Martin Blank (ein wunderbar unscheinbarer und neurotischer John Cusack) -- die von diesem Namen angedeutete Leere sollte man ruhig wörtlich nehmen -- ist ein Profikiller und ziemlich erfolgreich, nur steckt er in einer verfrühten Midlife-Crisis. Aber das Klassentreffen in seiner Heimatstadt, zu dem er nicht nur aus sentimentalen Gründen geht, und das Wiedersehen mit seiner großen Jugendliebe Debi (Minnie Driver) führen die ersehnte Wendung herbei.

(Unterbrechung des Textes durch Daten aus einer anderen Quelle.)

PR #420, opened 2026-06-09
feat(eval): shrink wandb eval-video uploads via CRF + frame subsampling

shuheng-liu:
## What this does

In-training eval renders one `grid_summary.mp4` montage per task and uploads it to wandb (`Eval Videos/{task_name}`) — that grid is the **only** video uploaded. It was written with imageio's default encoder (which exposes no size knob), every frame, while the per-episode source clips (`eval_episode_*.mp4`) were never deleted. This steadily consumes the wandb video-storage quota.

This adds configurable, storage-lean H.264 encoding for the uploaded grid, via four new `EvalConfig` fields (all individually overridable on the CLI / config):

| Field | Default | Effect |
|---|---|---|
| `video_crf` | `30` | H.264 constant-rate-factor (higher = smaller / lower quality, 0–51) |
| `video_preset` | `"veryfast"` | x264 encode-speed vs ratio preset; does not change the quality target |
| `video_frame_stride` | `2` | write only every k-th composed grid frame (~linear size cut; plays k× faster) |
| `keep_per_episode_videos` | `False` | delete the per-episode clips once the grid is built (they are never uploaded) |

`create_grid_summary_video` now writes `libx264` + `yuv420p` with `quality=None` (so `-crf` governs the rate instead of imageio's default `-qscale`), keeping the file browser/wandb HTML5-playable. The per-episode clips and `write_video` are **deliberately left uncompressed** — they aren't uploaded, and keeping them clean avoids double-compressing the grid that is re-encoded from them. Knobs are read with `getattr(..., default)` so a resume from an older persisted config still works.

Measured magnitude (apples-to-apples, identical composed frames): imageio's default is already a reasonable VBR, so CRF 30 alone is ~1.2–1.9× and CRF 30 + stride 2 is ~1.5–3.9× smaller depending on content (~1.5–2.5× for typical eval renders). Resolution downscale — the big quadratic lever — was intentionally left out of scope.

## How it was tested

- `pre-commit run --all-files` clean; CPU suite green.
- Added CPU tests in `tests/scripts/test_eval.py`:
  - `test_create_grid_summary_video_crf_shrinks_file` — higher CRF yields a smaller file.
  - `test_create_grid_summary_video_frame_stride_subsamples` — stride k writes ~1/k of the body frames.
  - `test_create_grid_summary_video_default_params_keep_shape` — codec/pixel-format change preserves grid dimensions.
  - `test_cleanup_episode_clips_deletes_unless_kept` — clips removed when `keep=False`, retained when `True`, missing paths tolerated.
- Existing grid/io tests stay green (function-level defaults preserve prior behavior).
- Not a policy change (no `modeling_*` / `train.py` / `optim` / `sampler` touched), so no GPU/regression run.

```bash
```

Quantify the size win on synthetic frames:

```bash
python - <<'PY'
import os, tempfile, imageio.v2 as imageio, numpy as np
from opentau.scripts.eval import create_grid_summary_video
d = tempfile.mkdtemp(); rng = np.random.default_rng(0)
clips = []
for k in range(4):
    p = os.path.join(d, f"c{k}.mp4")
    imageio.mimsave(p, [rng.integers(0, 256, (256, 256, 3), np.uint8) for _ in range(60)], fps=20)
    clips.append(p)
for crf, stride, name in [(0, 1, "crf0"), (30, 1, "crf30"), (30, 2, "crf30_s2")]:
    out = os.path.join(d, name + ".mp4")
    create_grid_summary_video(clips, [True, False, True, False], out, fps=20,
                              highlight_duration=0.0, crf=crf, frame_stride=stride)
    print(f"{name:10s} {os.path.getsize(out) / 1024:8.1f} KiB")
PY
```

## Checklist

### DIFF
--- a/src/opentau/configs/default.py
+++ b/src/opentau/configs/default.py
@@ -513,11 +513,23 @@ class EvalConfig:
             Defaults to 16.
         grid_size: Grid dimensions for video summary (rows, cols). If None, will
             be auto-calculated as a square grid. Defaults to None.
+        video_crf: H.264 constant-rate-factor for the uploaded grid-summary video
+            (higher = smaller file / lower quality, 0-51). Defaults to 30.
+        video_preset: x264 encode preset (ultrafast..veryslow); an encode-speed
+            vs compression-ratio knob that does not change the quality target.
+            Defaults to "veryfast".
+        video_frame_stride: Keep only every k-th frame of the grid-summary video
+            (k>1 shrinks the upload ~linearly and speeds playback up k x).
+            Defaults to 2.
+        keep_per_episode_videos: If False, delete the per-episode
+            eval_episode_*.mp4 clips after the grid summary is built (they are
+            never uploaded to wandb). Defaults to False.
         recording_root: Root directory for saving evaluation recordings.
             Defaults to None.
 
     Raises:
-        ValueError: If `batch_size` is greater than `n_episodes`.
+        ValueError: If `batch_size` is greater than `n_episodes`, or if any of
+            `video_crf`, `video_preset`, `video_frame_stride` is out of range.
     """
 
     n_episodes: int = 16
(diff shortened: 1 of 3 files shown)


shuheng-liu:
Thanks for the review — addressed in ac5fccc:

1. **`info["video_paths"]` dangling refs** (eval.py:494) — fixed. `video_paths` is now filtered to clips that still exist before going into `info`, so a `keep_per_episode_videos=False` run no longer serializes deleted paths into `eval_info.json`.
2. **`__post_init__` validation had no test** — added `test_eval_config_rejects_out_of_range_video_params`, covering the `video_crf` range, `video_frame_stride >= 1`, and unknown-`video_preset` branches.
3. **`video_frame_stride=2` default → 2× faster playback** — intentional, and "flagged for awareness" is the right call. Frame subsampling was explicitly chosen as a default-on storage lever; the field doc notes the k× speedup, and anyone wanting real-time playback sets `eval.video_frame_stride=1`. Leaving as-is.

shuheng-liu:
Re-review on ac5fccc confirms both actionable items resolved. On the remaining awareness nit (`keep_per_episode_videos=False` also affects standalone `opentau-eval`, not just in-training eval): intentional. The default is storage-lean across the board; the clips are local-only in both paths, and `eval.keep_per_episode_videos=true` restores them for per-episode inspection. Leaving as-is.

PR #425, opened 2026-06-13
fix(policies): respect skip_normalization_weights on checkpoint load

shuheng-liu:
## What this does

Fixes a bug where `skip_normalization_weights` was silently ignored when fine-tuning a policy from a checkpoint via `make_policy(..., ds_meta=...)`.

`make_policy` calls `policy._inject_stats(per_norm_key_stats, ...)` **after** `from_pretrained`, with the comment that it repopulates buffers that were saved as `+inf` (the `save_normalization_stats=False` round-trip). But it called it **unconditionally** whenever the run trains from a dataset mixture, so it always overwrote the loaded checkpoint's `normalize_*` / `unnormalize_*` buffers with the current mixture's recomputed stats. The effect:

- `skip_normalization_weights=False` (the default, meaning "keep the checkpoint's normalization") was a **no-op for any mixture fine-tune** — the saved stats were always clobbered by recomputed ones.
- When the fine-tune mixture differs from the checkpoint's training mixture (e.g. a dataset is dropped), the recomputed per-group action std can shift substantially. In a real fine-tune this pushed some sources' normalized actions past **1000 sigma** (vs ~50 during pretraining), which spiked the regression MSE (~0.2 to ~40 at the first step) and destabilized gradients — even though the model and its checkpointed normalization were both fine.

The fix gates the post-load injection on a new `PreTrainedPolicy._norm_buffers_have_inf()`: only repopulate when buffers are still the `+inf` sentinel. Otherwise keep the buffers that were deliberately loaded (`skip_normalization_weights=False`) or freshly built from the current mixture (`skip_normalization_weights=True`, which already strips the saved buffers and initializes from `per_dataset_stats`). This makes the flag behave as documented in all three cases.

🐛 Bug

## How it was tested

- Added `TestNormBufferInfGate` in `tests/policies/test_pretrained_skip_normalization.py` (3 tests):
  - `_norm_buffers_have_inf()` returns `False` for valid buffers, `True` once a buffer is set to the sentinel.
  - A clean `skip_normalization_weights=False` load keeps the checkpoint's stats (the gate skips `_inject_stats`, so the current-mixture stats do **not** overwrite the loaded ones).
  - `+inf` buffers (the `save_normalization_stats=False` case) are still repopulated by the gated `_inject_stats`.
- Ran the full CPU policies suite: `pytest tests/policies -m "not gpu and not network"` -> **467 passed, 2 skipped**.
- End-to-end: a fine-tune from a checkpoint onto a reduced mixture that previously started at MSE ~40 with normalized-action outliers ~1000 now starts at MSE ~0.24 with outliers ~45 (the pretraining-tolerable range) and stable gradients, confirming the loaded normalization is preserved.

This change is in policy construction / checkpoint-loading code (`make_policy`, `PreTrainedPolicy`), not in model math, the training loop, the optimizer, or the sampler, and is fully covered by CPU tests — so the policy / GPU-pytest checklist boxes are left unchecked.

```bash
pytest -sx tests/policies/test_pretrained_skip_normalization.py::TestNormBufferInfGate
```

```bash
pytest tests/policies -m "not gpu and not network"
```

## Checklist

### DIFF
--- a/src/opentau/policies/factory.py
+++ b/src/opentau/policies/factory.py
@@ -298,7 +298,20 @@ def make_policy(
     # have them, otherwise raise a clear error rather than letting the first
     # forward fail mid-step.
     if cfg.pretrained_path and per_norm_key_stats is not None:
-        policy._inject_stats(per_norm_key_stats, dataset_names=norm_keys)
+        # Repopulate normalization buffers ONLY when the checkpoint carried no
+        # stats (buffers are still the +inf sentinel — the
+        # `save_normalization_stats=False` round-trip). When the checkpoint's
+        # stats loaded cleanly (`skip_normalization_weights=False`) or were
+        # freshly built from the current mixture
+        # (`skip_normalization_weights=True`, which strips the saved buffers and
+        # keeps the per_dataset_stats-initialised ones), keep them as-is.
+        # Unconditionally injecting here clobbered a deliberately-loaded
+        # checkpoint normalization, which made `skip_normalization_weights=False`
+        # a silent no-op for mixture fine-tunes.
+        if policy._norm_buffers_have_inf():
+            policy._inject_stats(per_norm_key_stats, dataset_names=norm_keys)
+        else:
+            policy._check_norm_stats_loaded()
     elif cfg.pretrained_path:
         policy._check_norm_stats_loaded()
 
--- a/src/opentau/policies/pretrained.py
+++ b/src/opentau/policies/pretrained.py
@@ -24,6 +24,7 @@ and safetensors for efficient serialization.
 import abc
 import logging
 import os
+from collections.abc import Iterator
 from pathlib import Path
 from typing import Type, TypeVar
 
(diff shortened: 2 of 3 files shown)


shuheng-liu:
Thanks for the review. Addressed the **nit** in a285070: extracted a shared `_iter_norm_buffer_params` staticmethod so `_norm_buffers_have_inf`, `_check_norm_stats_loaded`, and `_assert_normalize_buffers_initialized` no longer duplicate the buffer walk (each keeps its own `isinf` predicate; `_assert` still applies `_materialize` for the FSDP2 DTensor case).

On the **suggestion** (factory gate not driven end-to-end via `make_policy`): leaving as-is by design. This test module deliberately exercises the load path without a multi-GB backbone (see the module docstring near the `TestSkipNormalizationMultiHeadRoundTrip` section) and replicates the normalization-relevant steps inline — `TestNormBufferInfGate` follows that same convention. A true `make_policy` end-to-end test would need a real policy class + checkpoint round-trip, which is out of scope for this fix. The gate itself is one `if policy._norm_buffers_have_inf():`, and both branches of the helper it calls are covered.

Gleich mehrmals kommt es in Grosse Pointe Blank zu gewalttätigen Auseinandersetzungen zwischen Martin und anderen Killern, die direkt aus einem John-Woo- oder Quentin-Tarantino-Film stammen könnten. George Armitage benutzt in diesen Momenten die Mythen des zeitgenössischen Kinos, um die Lüge von den idyllischen amerikanischen Vorstädten zu entlarven. Die absurde Gewalt bringt zum Lachen, aber die Reaktionen von Martins ehemaligen Mitschülern, für die Mord das gleiche wie der Handel mit Autos oder Häusern zu sein scheint, ersticken es sofort wieder im Keim. So witzig und zugleich so demaskierend wie hier George Armitage hat noch keiner die Absurdität von Klassentreffen, auf denen alles nur eine Fassade ist, porträtiert. --Sascha Westphal -- Dieser Text bezieht sich auf eine vergriffene oder nicht verfügbare Ausgabe dieses Titels.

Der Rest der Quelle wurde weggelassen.